(Beginning of Data for this exercise)
PR #9598, opened 2020-04-30
FEATURE: allows to limit visible reports and tabs in dashboard

jjaffeux:


eviltrout:
I like the idea here but that setting is enormous, plus new reports have to remember to add themselves to it when they are created. Maybe we should have a setting to hide reports instead?

jjaffeux:
> I like the idea here but that setting is enormous, plus new reports have to remember to add themselves to it when they are created. Maybe we should have a setting to hide reports instead?

And I would give suggestion? You would have to type what you think is a right report name? If you are ok with this then yes it will be shorter and probably good enough.

jjaffeux:
@eviltrout I went ahead and inverted the logic in the last commit, I think you are right this is the way to go. Will be much more future proof.

Screenshot 2020-04-30 at 16 41 25

eviltrout:
@jjaffeux yes I would vastly prefer if you had to type it exactly rather than having a huge input like that! Also new reports have less boilerplate. I think it's a win.

I think most people will not hide reports so it's okay if the experience is not perfect.

app/assets/javascripts/admin/controllers/admin-dashboard-general.js
```diff
@@ -23,9 +23,44 @@ export default Controller.extend(PeriodComputationMixin, {
...
+      .split("|")
+      .filter(Boolean);
+  }),
+
+  isActivityMetricsVisible: computed(
+    "activityMetrics",
+    "hiddenReports",
+    function() {
+      return (
+        this.activityMetrics.length > 0 &&
```
jjaffeux, line 40:
```suggestion
        this.activityMetrics.length &&
```

app/assets/javascripts/admin/controllers/admin-dashboard-general.js
```diff
@@ -23,9 +23,44 @@ export default Controller.extend(PeriodComputationMixin, {
...
+  isCommunityHealthVisible: computed("hiddenReports", function() {
+    return [
+      "consolidated_page_views",
+      "signups",
+      "topics",
+      "posts",
+      "dau_by_mau",
+      "daily_engaged_users",
+      "new_contributors"
+    ].filter(x => !this.hiddenReports.includes(x)).length;
```
eviltrout, line 61: I would recommend using `.some` for this. No point looping through them all if you only care if one is visible.

PR #1266, opened 2023-04-05
fix

asmd564:


src/sortStudents.ts
```diff
@@ -1,16 +1,78 @@
...
+      );
+
+    case SortType.Married:
+
+      return sortedStudents.sort(
+        (a: Student, b: Student) => {
+          return (Number(a.married) - Number(b.married))
+          * sortOrder;
+        },
+      );
```
jstmpelowycz, line 60:
```suggestion
    case SortType.Age:
      return sortedStudents.sort(
        (a: Student, b: Student) => {
          return (a.age - b.age) * sortOrder;
        },
      );

    case SortType.Married:
      return sortedStudents.sort(
        (a: Student, b: Student) => {
          return (Number(a.married) - Number(b.married))
          * sortOrder;
        },
      );
```

jstmpelowycz: I believe, it's possible to combine this cases into one, for example
```js
case SortType.Age:
case SortType.Married:
  return sortedStudents.sort(
    (studentA: Student, studentB: Student) => (
      (Number(studentA[sortBy]) - Number(studentB[sortBy])) * sortOrder
    )
  );
```
and the same way for strings, so you just sort string and numbers

src/sortStudents.ts
```diff
@@ -1,16 +1,78 @@
...
+
+    case SortType.AverageGrade:
+
+      return sortedStudents.sort(
+        (a: Student, b: Student) => {
+          const avrA = a.grades.reduce((sum, grade) => sum + grade)
+          / a.grades.length;
```
jstmpelowycz, line 67: would be perfect to use a dedicated function to calculate average number

src/sortStudents.ts
```diff
@@ -1,16 +1,78 @@
...
+  students: Student[],
+  sortBy: SortType,
+  order: SortOrder,
+):Student[] {
+  const sortedStudents: Student[] = [...students];
+  const sortOrder = order === 'asc' ? 1 : -1;
+
+  switch (sortBy) {
+    case SortType.Name:
+      sortedStudents.sort(
```
jstmpelowycz, line 30: you should return this value

jstmpelowycz (changes requested):

PR #1279, opened 2023-04-18
solution

Nikolaymelni:


src/sortStudents.ts
```diff
@@ -1,16 +1,65 @@
...
-  // write your function
+  return result;
+};
+
+export function sortStudents(
+  students: Student[],
+  sortBy: SortType,
+  order: SortOrder,
+): Student[] {
+  const studentsArrayCopy: Student[] = [...students];
```
qoa11a, line 34: No need to specify the type here. TypeScript understands it itself.

qoa11a (changes requested):
Not bad! 👍

polosanya (approved):
Well done!

PR #1281, opened 2023-04-18
Solution

Vaskovics:


src/sortStudents.ts
```diff
@@ -1,16 +1,61 @@
...
-  // write your function
+  return everage;
+}
+
+export function sortStudents(
+  students: Student,
+  sortBy: SortType,
+  order: SortOrder,
+): Student[] {
+  const studentsArr: Student[] = [...students];
```
loralevitska, line 32:
```suggestion
  const studentsCopy: Student[] = [...students];
```

src/sortStudents.ts
```diff
@@ -1,16 +1,61 @@
...
+    case SortType.Age:
+      studentsArr.sort((a, b) => (isAsc
+        ? a[sortBy] - b[sortBy]
+        : b[sortBy] - a[sortBy]));
+      break;
+
+    case SortType.AverageGrade:
+      studentsArr.sort((a: Student, b: Student): number => (isAsc
+        ? getAverageGrade(a) - getAverageGrade(b)
+        : getAverageGrade(b) - getAverageGrade(a)));
```
loralevitska, line 53: Combine this methods with helper function `sortByNumber`, also here use order

loralevitska (changes requested):
A little more and you will be on target)

src/sortStudents.ts
Vaskovics: that will be quite complicated function where I need to use anther helper function. Sorry I could't finish this request.

OleziO (approved):

PR #1286, opened 2023-04-19
solution

mateusz-michalowski:


natalia-klonowska (changes requested):
you have descending order only for averageGrade

DanielSorokowski (approved):

src/sortStudents.ts
```diff
@@ -1,16 +1,105 @@
...
+  name: string,
+  surname: string,
+  age: number,
+  married: boolean,
+  grades: number[],
 }
 
 export enum SortType {
   // describe SortType enum
+  Name,
```
d-wasilewski, line 14:
```suggestion
  Name = 'name',
```
etc

src/sortStudents.ts
```diff
@@ -1,16 +1,105 @@
...
+        case 'asc':
+          copiedStudents.sort((a, b) => a.surname.localeCompare(b.surname));
+          break;
+        case 'desc':
+          copiedStudents.sort((a, b) => b.surname.localeCompare(a.surname));
+          break;
+        default:
+          throw new Error(`Type 'asc' or 'desc' not ${order}`);
+      }
+      break;
```
d-wasilewski, line 56: connect similar cases like these 
```
    case SortType.Name:
    case SortType.Surname:
```
instead of a.surname, you can use a[sortBy]
also, change the naming from a, b to something more specific

d-wasilewski (changes requested):

Amsko6 (approved):

src/sortStudents.ts
```diff
@@ -1,16 +1,99 @@
...
+        case 'desc':
+          copiedStudents.sort(
+            (prevStudent, currStudent) => currStudent[sortBy]
+              .localeCompare(prevStudent[sortBy]),
+          );
+          break;
+        default:
+          throw new Error(`Type 'asc' or 'desc' not ${order}`);
+      }
+      break;
```
d-wasilewski, line 51: you don't have to nest switch cases like this, use ternary operator with only 2 options, also one default statement is enough at the end
`'asc' ? case a : case b`

d-wasilewski (changes requested):

d-wasilewski (approved):

PR #1290, opened 2023-04-19
first solution

Ozwiena:


src/sortStudents.ts
```diff
@@ -1,16 +1,89 @@
...
 }
 
 // create SortOrder type
-export type SortOrder;
+export type SortOrder = 'asc' | 'desc';
 
+export function sortStudents(students: Student[],
+  sortBy: SortType, order: SortOrder): Student[] {
+  const studentsCopy = [...students];
+  let result: Student[] = [];
```
d-wasilewski, line 24: checklist 4

src/sortStudents.ts
```diff
@@ -1,16 +1,89 @@
...
-  // write your function
+  switch (sortBy) {
+    case SortType.Name:
+      result = (order === 'asc')
+        ? studentsCopy.sort(
+          (a: Student, b: Student) => a.name.localeCompare(b.name),
+        )
+        : studentsCopy.sort(
+          (a: Student, b: Student) => b.name.localeCompare(a.name),
+        );
```
d-wasilewski, line 34: connect similar cases like these 
instead of a.surname, you can use a[sortBy]
also, change the naming from a, b to something more specific

d-wasilewski (changes requested):

kasiakubisiak (approved):

PR #1296, opened 2023-04-20
solution

KielpinskiJ:


Ozwiena (approved):

src/sortStudents.ts
```diff
@@ -1,16 +1,116 @@
...
+  grades: number[],
 }
 
 export enum SortType {
-  // describe SortType enum
+  Name,
+  Surname,
+  Age,
+  Married,
+  AverageGrade,
```
d-wasilewski, line 15:
```suggestion
  Name = 'name',
  Surname = 'surname',
  Age = 'age',
  Married = 'married',
  AverageGrade = 'averageGrade',
```

src/sortStudents.ts
```diff
@@ -1,16 +1,116 @@
...
-  // write your function
+  switch (order) {
+    case 'asc': {
+      switch (sortBy) {
+        case SortType.Name: {
+          studentsCopy.sort((a, b) => a.name.localeCompare(b.name));
+          break;
+        }
+
+        case SortType.Surname: {
```
d-wasilewski, line 35: connect similar cases (checklist 3 - DRY)
```
case SortType.Name:
case SortType.Surname:
```
as a key you can use `sortBy` property

d-wasilewski: also change the naming from `a, b to` something more specific

d-wasilewski (changes requested):

PR #1297, opened 2023-04-21
solution

SuaBy514:


src/sortStudents.ts
```diff
@@ -1,16 +1,119 @@
...
+        }
+
+        if (avgB > avgA && order === 'desc') {
+          return 1;
+        }
+
+        return 0;
+      });
+      break;
+    }
```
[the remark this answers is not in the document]
SuaBy514: Reduce is anything but simple hahaha
I will look into it

src/sortStudents.ts
```diff
@@ -1,16 +1,102 @@
...
+
+    case SortType.Age:
+      if (order === 'asc') {
+        clonedStudents.sort((student, student2) => student.age - student2.age);
+        break;
+      }
+
+      clonedStudents.sort((student, student2) => student2.age - student.age);
+      break;
+
```
d-wasilewski, line 57: these 2 can be connected too

src/sortStudents.ts
```diff
@@ -1,16 +1,102 @@
...
+    case SortType.Name:
+    case SortType.Surname:
+      if (order === 'asc') {
+        clonedStudents.sort(
+          (student, studen2) => student[sortBy].localeCompare(studen2[sortBy]),
+        );
+        /* Please excuse the variable name studen2, had issues with
+        max length and typescript seems to not like line breaks in
+        arrow functions (the linter kept yelling at me) */
+        break;
```
d-wasilewski, line 41: Have you tried something like this?
```suggestion
        clonedStudents.sort(
          (student, secondStudent) => student[sortBy]
            .localeCompare(studen2[sortBy]),
        );
        break;
```

src/sortStudents.ts
```diff
@@ -1,16 +1,102 @@
...
+        clonedStudents.sort(
+          (a, b) => String(a.married).localeCompare(String(b.married)),
+        );
+        // Here the line is already too long to change variable names
+        break;
+      }
+
+      clonedStudents.sort(
+        (a, b) => String(b.married).localeCompare(String(a.married)),
+      );
```
d-wasilewski, line 69: maybe use ternary operator for this

d-wasilewski (changes requested):

src/sortStudents.ts
SuaBy514: Looks wild to me, I will give it a try

src/sortStudents.ts
SuaBy514: I'm afraid ternary operators are the one thing in JavaScript that's black magic to me, every time I try to use them, they just do not function the way I expect them to

src/sortStudents.ts
```diff
@@ -1,16 +1,93 @@
...
+      if (order === 'asc') {
+        clonedStudents.sort(
+          (student, student2) => +student[sortBy] - +student2[sortBy],
+        );
+        break;
+      }
+
+      clonedStudents.sort(
+        (student, student2) => +student2[sortBy] - +student[sortBy],
+      );
```
d-wasilewski, line 59: It probably would look something like this with ternary operators. Try it out and if you have any questions about how it works, you can come to the QnA. It might be a black magic, but they are very usefull
```suggestion
      return order === 'asc'
        ?  clonedStudents.sort(
          (student, student2) => +student[sortBy] - +student2[sortBy],
        );
        : clonedStudents.sort(
        (student, student2) => +student2[sortBy] - +student[sortBy],
      );
```

src/sortStudents.ts
```diff
@@ -1,16 +1,93 @@
...
+      clonedStudents.sort((stdnt, stdnt2) => {
+        let avg1: number = stdnt.grades.reduce((prv, cur) => prv + cur, 0);
+        let avg2: number = stdnt2.grades.reduce((prv, cur) => prv + cur, 0);
+
+        avg1 /= stdnt.grades.length;
+        avg2 /= stdnt2.grades.length;
+
+        return avg2 - avg1;
+      });
+      break;
```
(End of Data for this exercise)
▸ What the exercise asks
Among the records, find each line where the word "that" occurs, and copy it.

▸ Completed task
I like the idea here but that setting is enormous, plus new reports have to remember to add themselves to it when they are created. Maybe we should have a setting to hide reports instead?
> I like the idea here but that setting is enormous, plus new reports have to remember to add themselves to it when they are created. Maybe we should have a setting to hide reports instead?
@jjaffeux yes I would vastly prefer if you had to type it exactly rather than having a huge input like that! Also new reports have less boilerplate. I think it's a win.
Vaskovics: that will be quite complicated function where I need to use anther helper function. Sorry I could't finish this request.
SuaBy514: I'm afraid ternary operators are the one thing in JavaScript that's black magic to me, every time I try to use them, they just do not function the way I expect them to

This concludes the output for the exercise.